What is expected:
Verbatim transcription of the listing is needed.

----------

PR #732, opened 2019-05-15
ON-1848 Changes to Manage Users page

davidgouge:
Change user name to link to a (currently non-existant) User details page.
Added button to (currently non-existant) Invite User page

### DIFF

----------

The completed task:
PR #732, opened 2019-05-15
ON-1848 Changes to Manage Users page

davidgouge:
Change user name to link to a (currently non-existant) User details page.
Added button to (currently non-existant) Invite User page

### DIFF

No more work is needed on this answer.